Arrivée sur le St-Eynard
Jean-Marc (Savage Supair C) et Jean-Jacques (Photon Ozone C 2 lignes) décollent du Déco Sud à 10h 30, je ferme la marche avec ma Photon Ozone C 2 lignes. On décolle rarement si tôt ! Mais les prévisions de meteoblue indiquaient une forte instabilité du sol jusqu’à 2500 m à partir de 10h. Il fallait en profiter et on savait que cette journée allait être fumante. Le plan c’est de partir au sud pour vérifier si le Vercors nous acceptera mais nous avions vu sur la carte des vents que l’ouest risquait de nous poser un problème. Nous sommes les premiers, ah non ! il y a le célèbre Antoine Boisselier qui nous a devancé, preuve qu’on n’est pas venu tôt pour rien. Jean-Marc a déjà traversé le Manival quand je vois Jean-Jacques à la peine aux pieds de Château Nardent. Trop bas il ne s’en sort pas et en sera quitte pour nous suivre sur XContest Live. Je rattrape Jean-Marc au Néron, je fais 1650 m et je mets le cap sur le Vercors. Et une fois n’est pas coutume, je me fais piéger par le synchrotron ! En effet, si cette transition n’est pas très longue (5,3 km) elle comporte un obstacle de taille, la P14 , zone interdite de survol à moins de 1220 m au-dessus du CEA de Grenoble. Je n’ai pas pris assez de marge, un coup de vent d’ouest me fait dériver sur la zone. Et pendant 8 secondes je mords le cercle à 1205 m… Indulgence…

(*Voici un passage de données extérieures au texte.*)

PR #213, opened 2015-06-17
PARQUET-297: generate Version class using parquet-generator

kostya-sh:


parquet-generator/src/main/java/org/apache/parquet/encoding/bitpacking/ByteBasedBitPackingGenerator.java
```diff
@@ -256,4 +254,8 @@ private static String align(int value, int digits) {
     result.append(valueString);
     return result.toString();
   }
+  
+  private static int paddedByteCountFromBits(int bitLength) {
```
rdblue: I don't see why these changes should be included in the version pull request. Maybe this was an accident?

parquet-generator/src/main/java/org/apache/parquet/version/VersionGenerator.java
```diff
@@ -0,0 +1,79 @@
...
+    add("  public static final String VERSION_NUMBER = \"");
+    add(props.getProperty("versionNumber"));
+    add("\";\n");
+
+    add("  public static final String FULL_VERSION = \"");
+    add(props.getProperty("fullVersion"));
+    add("\";\n");
+
+    add("}\n");
+    writer.close();
```
rdblue: Other than the main method, this looks compatible with the old Version class to me. While it's nit-picking and probably over-cautious, I think we should probably include main.

rdblue:
Thanks for building this @kostya-sh! It looks great, just a couple of comments.

parquet-generator/src/main/java/org/apache/parquet/encoding/bitpacking/ByteBasedBitPackingGenerator.java
kostya-sh: I had to break circular dependency between parquet-generator and parquet-common. 

This was the only method from parquet-common that was used by parquet-generator, so I've just copied it here and removed dependency on parquet-common (have a look at parquet-generator/pom.xml change).

rdblue: Okay, that makes sense to me. Sounds good.

parquet-generator/src/main/java/org/apache/parquet/version/VersionGenerator.java
kostya-sh: Done

parquet-generator/src/main/java/org/apache/parquet/encoding/bitpacking/ByteBasedBitPackingGenerator.java
isnotinvain: yeah sort of a bummer but not too bad. Can you add a comment to this method: 
```
// duplicated from BytesUtils to avoid a circular dependency between parquet-common and parquet-generator
// TODO: fix the circular dependency by moving the shared bits to a 3rd module (PARQUET-XXXX)
```

isnotinvain:
Overall LGTM, just one minor comment

parquet-generator/src/main/java/org/apache/parquet/encoding/bitpacking/ByteBasedBitPackingGenerator.java
rdblue: +1

kostya-sh: I will add a comment about ByteUtils. Not sure it is worth fixing though as the method is one-liner, is not parquet specific and easy to understand.

isnotinvain:
+1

J’aurais encore des nouvelles de mon compagnon de vol de temps en temps, en radio, après lui avoir annoncé que je faisais demi-tour au Pic St-Michel parce que l’ouest n’était plus gérable. Je prenais des grandes claques dès que j’arrivais en haut des thermiques, les prévisions étaient justes, aujourd’hui le Vercors ne veut pas de nous, les rapaces seront donc tranquilles dans leurs bulles de quiétude. Je retourne au Moucherotte, je m’applique pour gratter tout ce que je peux car je sais que la transition va être longue et que je serai certainement contré.
Vers le Pic St-Michel
Je pars à 2360 m en direction de la Bastille et tout de suite mon aile fait l’effet girouette et s’oriente en travers, je marche en crabe ! Finesse 5 ! je vais arriver bas ! Heureusement il y a le grand parking de l’Esplanade qui est presque vide, j’ai mon plan B ! Transiter bas sur Grenoble ça impressionne toujours… J’arrive au mont Jalla à 1000 m, c’est le printemps, l’instabilité va du sol au plafond, ça va le faire. Et ça marche, je remonte le long des pentes du Rachais jusqu’au déco que j’ai bien connu pendant le confinement. Je ne perds pas de temps, à 1100 m je me jette sur le St-Eynard.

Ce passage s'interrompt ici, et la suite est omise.